GOVERNMENT has been advised to extend its shareholding in mother corporations of local mining companies to reduce tax avoidance and evasion that is rampant in the minerals’ sub sector.
Recently, Financial Intelligence Centre assistant director Clement Kapalu disclosed that Zambia is losing US$3 billion annually due to illicit financial flows mainly perpetrated in the minerals sub-sector.
The Centre for Trade Policy and Development, with support from the Open Society Initiative for Southern Africa (OSISA), last year commissioned a study to determine how Zambia can adopt a mineral revenue sharing mechanism model that can propel the country to the level of Chile or Botswana which are both enjoying an upper middle income status.
According to recommendations of the report Zambia has continued to rely on taxes as the main source of financial benefit from the extractive industry.
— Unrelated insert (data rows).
PR #1035, opened 2021-12-15
feat: java 8 support

sudoHackIn:


sudoHackIn:
i thought, that can verify correct build with ci tool, but unfortunately, no execution

lburgazzoli:
@sudoHackIn there are conflicts

gradle.properties
```diff
@@ -14,7 +14,7 @@ protocVersion = 3.17.2
 # plugins
 #
 versionsPluginVersion = 0.39.0
-versionsFilterPluginVersion = 0.1.10
+versionsFilterPluginVersion = 0.1.4
```
lburgazzoli, line 17: this seems to be problematic to me, like get stuck with an older version of something and not getting fixed updates

jetcd-core/src/test/java/io/etcd/jetcd/MaintenanceTest.java
```diff
@@ -92,7 +92,7 @@ public void testSnapshotChunks() throws ExecutionException, InterruptedException
         final AtomicLong count = new AtomicLong();
         final CountDownLatch latcht = new CountDownLatch(1);
 
-        maintenance.snapshot(new StreamObserver<>() {
+        maintenance.snapshot(new StreamObserver<SnapshotResponse>() {
```
lburgazzoli, line 95: is this really needed for Java 8

jetcd-core/src/test/java/io/etcd/jetcd/WatchTokenExpireTest.java
```diff
@@ -45,9 +47,10 @@
     public static final EtcdClusterExtension cluster = EtcdClusterExtension.builder()
         .withNodes(1)
         .withSsl(true)
-        .withAdditionalArgs(List.of(
+        .withAdditionalArgs(Stream.of(
```
lburgazzoli, line 50: Arrays.asList() may be simpler

jetcd-launcher/src/main/java/io/etcd/jetcd/launcher/Etcd.java
```diff
@@ -49,12 +48,12 @@ public Builder withSsl(boolean ssl) {
...
 
         public Builder withAdditionalArgs(Collection<String> additionalArgs) {
-            this.additionalArgs = List.copyOf(additionalArgs);
+            this.additionalArgs = Collections.unmodifiableList(new ArrayList<>(additionalArgs));
             return this;
         }
 
         public Builder withAdditionalArgs(String... additionalArgs) {
-            this.additionalArgs = List.of(additionalArgs);
+            this.additionalArgs = Collections.unmodifiableList(Arrays.stream(additionalArgs).collect(Collectors.toList()));
```
lburgazzoli, line 56: Arrays.asList

obigcat:
@lburgazzoli I really also require java 8 support, I recently completed same things like that. I saw a lot of progress in this project, what's your plan for it ?

lpcy:
@lburgazzoli I really also require java 8 support, I recently completed same things like that. I saw a lot of progress in this project, what's your plan for it ?

lburgazzoli:
@lpcy 

I really recommend to switch your project to Java 11 :)
I can bring back java 8 support but don't expect to last long
Bear in mind that I'm the only maintainer at the moment so I'm trying to reduce the surface of what I have to support to the minimum.

gradle.properties
sudoHackIn: yeah, i understand. But it's the only simple way. Otherwise we should find other plugin, or implement ourselves

sudoHackIn:
> @lburgazzoli I really also require java 8 support, I recently completed same things like that. I saw a lot of progress in this project, what's your plan for it ?

I did this pr only for those, who ask for java 8 support, but soon java 17 will be new LTS, so java 8 won't be long and only if @lburgazzoli decides to include java8 support,

jetcd-core/src/test/java/io/etcd/jetcd/MaintenanceTest.java
sudoHackIn: i'll double check, but looks like, that compiler can't infer this type and asks for 
`public void onNext(Object value)` otherwise

lpcy:
> @lpcy
> 
> I really recommend to switch your project to Java 11 :) I can bring back java 8 support but don't expect to last long Bear in mind that I'm the only maintainer at the moment so I'm trying to reduce the surface of what I have to support to the minimum.

It's hard to switch all of my projects to java 11. Despite the version is old, the proportion of using java 8 is still very high. I can understand your work that switch to java 11 due to easier development. But I suggest you support java 8 until one stable version released such as 1.0, because this project may used for millions developer and be their only best choice.

gradle.properties
lburgazzoli: I understand too but bear in mind that there's no many developer working on this project so I really need to keep the maintenance cost as low as possible. In this particular case I'm fine to provide a custom implementation as it should be very simple but in general, I don't have the time to try to keep up with all those details.

If anyone wants to step in, I'm more than happy

lburgazzoli:
> > @lpcy
> > I really recommend to switch your project to Java 11 :) I can bring back java 8 support but don't expect to last long Bear in mind that I'm the only maintainer at the moment so I'm trying to reduce the surface of what I have to support to the minimum.
> 
> It's hard to switch all of my projects to java 11. Despite the version is old, the proportion of using java 8 is still very high. I can understand your work that switch to java 11 due to easier development. But I suggest you support java 8 until one stable version released such as 1.0, because this project may used for millions developer and be their only best choice.

What I want to do is to support the latest LTS -1, so since java 17 is out and it is LTS then Java 11 should be the minimum requirement. I can bring Java 8 support but if as you said, this project may used for millions developers, we need a fraction of them to contribute back, If that happens, I have no objection to keep Java 8 support for a while but it must be clear that it can't last forever and we need the industry to move forward. 

Likely, 1.0 will be require Java 11 at minimum.

lpcy:
> > > @lpcy
> > > I really recommend to switch your project to Java 11 :) I can bring back java 8 support but don't expect to last long Bear in mind that I'm the only maintainer at the moment so I'm trying to reduce the surface of what I have to support to the minimum.
> > 
> > 
> > It's hard to switch all of my projects to java 11. Despite the version is old, the proportion of using java 8 is still very high. I can understand your work that switch to java 11 due to easier development. But I suggest you support java 8 until one stable version released such as 1.0, because this project may used for millions developer and be their only best choice.
> 
> What I want to do is to support the latest LTS -1, so since java 17 is out and it is LTS then Java 11 should be the minimum requirement. I can bring Java 8 support but if as you said, this project may used for millions developers, we need a fraction of them to contribute back, If that happens, I have no objection to keep Java 8 support for a while but it must be clear that it can't last forever and we need the industry to move forward.
> 
> Likely, 1.0 will be require Java 11 at minimum.

Well, thank you for your reply. I agree with that opinion to move forward, but please consider our request at the moment.

lburgazzoli:
> > What I want to do is to support the latest LTS -1, so since java 17 is out and it is LTS then Java 11 should be the minimum requirement. I can bring Java 8 support but if as you said, this project may used for millions developers, we need a fraction of them to contribute back, If that happens, I have no objection to keep Java 8 support for a while but it must be clear that it can't last forever and we need the industry to move forward.
> > Likely, 1.0 will be require Java 11 at minimum.
> 
> Well, thank you for your reply. I agree with that opinion to move forward, but please consider our request at the moment.

I do, but please help the project if you care about Java 8 support.
Alone, I can't do that

lburgazzoli:
> > @lburgazzoli I really also require java 8 support, I recently completed same things like that. I saw a lot of progress in this project, what's your plan for it ?
> 
> I did this pr only for those, who ask for java 8 support, but soon java 17 will be new LTS, so java 8 won't be long and only if @lburgazzoli decides to include java8 support

If you fix the conflict, I can merge it and bring back java 8 support for some time

lpcy:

“There is need to broaden this development in the face of rampant tax avoidance and evasion. Government should consider holding equity not only in the local subsidiary of multinational mining companies but their mother corporations as well.”
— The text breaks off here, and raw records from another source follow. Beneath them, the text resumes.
PR #1050, opened 2022-03-14
Fix: use user-provided keep-alive timeouts as initial keepalive timeout

### LINKED ISSUE #1049: Use keep-alive-timeout from ClientBuilder instead of hardcoded FIRST_KEEPALIVE_TIMEOUT_MS
**Versions**
- jetcd: 0.5.10

**Describe the bug**

When network latency is high, the `KeepAlive` in `LeaseImpl` is removed by `deadLineExecutor` before first keep alive response from ETCD server, because it uses `FIRST_KEEPALIVE_TIMEOUT_MS=5000`

**To Reproduce**
Use byteman to inject 10 second delay to `LeaseImpl#processKeepAliveResponse`.

**Expected behavior**
It should use user-provided keep-alive timeout from `ClientBuilder` if present.

jasonstack:
Use user configurable keep-alive timeouts to avoid KeepAlive being
removed before receiving first response from server

Fixes #1049

### DIFF
--- a/jetcd-core/src/main/java/io/etcd/jetcd/ClientConnectionManager.java
+++ b/jetcd-core/src/main/java/io/etcd/jetcd/ClientConnectionManager.java
@@ -1,5 +1,5 @@
 /*
- * Copyright 2016-2021 The jetcd authors
+ * Copyright 2016-2022 The jetcd authors
  *
  * Licensed under the Apache License, Version 2.0 (the "License");
  * you may not use this file except in compliance with the License.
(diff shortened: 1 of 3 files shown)


lburgazzoli:
I don't have pan to backport at this stage

jasonstack:
@lburgazzoli we are currently using `0.5.8` in production, it'd be great to upgrade only patch version, instead of minor version. If you are concerning about behavior change in `0.5.x`, I can simplify the patch for `0.5.x` to make `FIRST_KEEPALIVE_TIMEOUT_MS=Integer.getInteger("jetcd.first_keep_alive_timeout_ms", 5000);` configurable.

jasonstack:
Got it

“This will allow Government to gain not only on a tax basis but on a dividend basis as well,” it stated.
And presenting the findings of the report, consultant Jewette Masinja said there is need to strengthen the voice of host communities and increase their participation in the review of mining legislation and policy framework.
“There must be a legal process for direct consultation with people, not just informing them but their opinions should be taken on board,” he said.
Earlier, OSISA representative Edward Lange said there is need to harmonise regional legislation policies for the benefit of people.